-- PROBLEM STATEMENT --
For this exercise, reproduce the entries below exactly, but only from the line containing "The first implementation of the Proxy node." through the line containing "### Other changes", both included.

-- EXERCISE MATERIALS --
PR #515, opened 2019-10-07
Proxy v1

kevjue:
### Description

The first implementation of the Proxy node.

### Tested

* Made sure all the geth unit tests works
* Creates an e2e test for the sentry and verified that all the network connections are correctly created and that the network started mining and the contracts were successfully migrated.

### Other changes

- Moved all of the `validator` and `sentry` connection management to the `istanbul` package (originally that was in the `p2p` package).
- Announce message
    - Modified the `announce` message to use the istanbul.Message type
    - Removed the encryption of the enodeURL within the announce message
    - Now using the hash of the enodeURL for the lastAnnounceGossiped table

### Related issues

- Fixes #192 
- Fixes #510 

### Backwards compatibility

Is not backward compatible.

PR #583, opened 2019-11-13
refactor istanbul message

kevjue:
### Description

This is a follow up PR for this one:  https://github.com/celo-org/celo-blockchain/pull/515

It has the following changes:

1) Created a new subject type `CommittedSubject` that is used for commit messages.  This type contains a subject and a commitedSeal for it.  The `CommittedSeal` field that original was in the Istanbul `Message` type is moved to the new type.  @kobigurk - I would really appreciate it if you could take a glance at this.
2) Created a new istanbul submessage type `ForwardMessage` that is used by proxied validators to instruct the proxy forward it's consensus messages.

### Tested

* Ran geth unit tests
* Ran e2e proxy test

### Backwards compatibility

Is not backward compatible.

### DIFF
--- a/consensus/istanbul/backend/handler.go
+++ b/consensus/istanbul/backend/handler.go
@@ -118,9 +118,16 @@ func (sb *Backend) HandleMsg(addr common.Address, msg p2p.Msg, peer consensus.Pe
 				return true, nil
 			}
 
-			fwdMsg := new(istanbul.Message)
-			if err := fwdMsg.FromPayload(data, nil); err != nil {
+			msg := new(istanbul.Message)
+			if err := msg.FromPayload(data, nil); err != nil {
 				sb.logger.Error("Failed to decode message from payload", "err", err)
+				return true, err
+			}
+
+			var fwdMsg *istanbul.ForwardMessage
+			err := msg.Decode(&fwdMsg)
+			if err != nil {
+				sb.logger.Error("Failed to decode a ForwardMessage", "err", err)
 				return true, err
 			}
 
--- a/consensus/istanbul/backend/handler.go
+++ b/consensus/istanbul/backend/handler.go
@@ -118,14 +118,17 @@ func (sb *Backend) HandleMsg(addr common.Address, msg p2p.Msg, peer consensus.Pe
 				return true, nil
 			}
 
-			msg := new(istanbul.Message)
-			if err := msg.FromPayload(data, nil); err != nil {
+			istMsg := new(istanbul.Message)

-- SOLUTION FOR THIS EXERCISE --
The first implementation of the Proxy node.

### Tested

* Made sure all the geth unit tests works
* Creates an e2e test for the sentry and verified that all the network connections are correctly created and that the network started mining and the contracts were successfully migrated.

### Other changes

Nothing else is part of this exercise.